PR #8280, opened 2023-07-15
tainting: Deduplicate label preconditions in taint sets

IagoAbal:
If we have two taint labels that are basically the same, but that have different "incoming" taints in their precondition, we can just merge their taints. This removes a lot of redundancy in taint sets. In addition, we also remove duplicates from the "incoming" taints.

test plan:
Run the following with and without this change, while inspecting the findings inferred for each function.
```
semgrep --pro \
  -c r/java.lang.security.audit.formatted-sql-string.formatted-sql-string \
  examples-annotations/repos/java/SQLi/cve-repos/dotCMS
  # Check for example the findings of `getUniqueFieldErrorMessage` that
  # returns a taint set that is noticeably smaller after this change.
```

PR checklist:

### DIFF
--- a/src/tainting/Taint.ml
+++ b/src/tainting/Taint.ml
@@ -139,31 +139,33 @@ type source = {
 and orig = Src of source | Arg of arg [@@deriving show]
 and taint = { orig : orig; tokens : tainted_tokens } [@@deriving show]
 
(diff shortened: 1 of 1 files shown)


emjin (approved):
lgtm; this reminds me I need to go back to my PR to remove Stdlib.compare

PR #8281, opened 2023-07-15
feat(promql): add initial translations

MichaHoffmann:
PR checklist:

- [x] Purpose of the code is [evident to future readers](https://semgrep.dev/docs/contributing/contributing-code/#explaining-code)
::::::::
_WORK REQUIRED_
In the records above, locate the line that contains "PR #8281, opened 2023-07-15". Repeat it and every line after it, exactly, and nothing else.

_EXPECTED ANSWER_
PR #8281, opened 2023-07-15
feat(promql): add initial translations

MichaHoffmann:
PR checklist:

- [x] Purpose of the code is [evident to future readers](https://semgrep.dev/docs/contributing/contributing-code/#explaining-code)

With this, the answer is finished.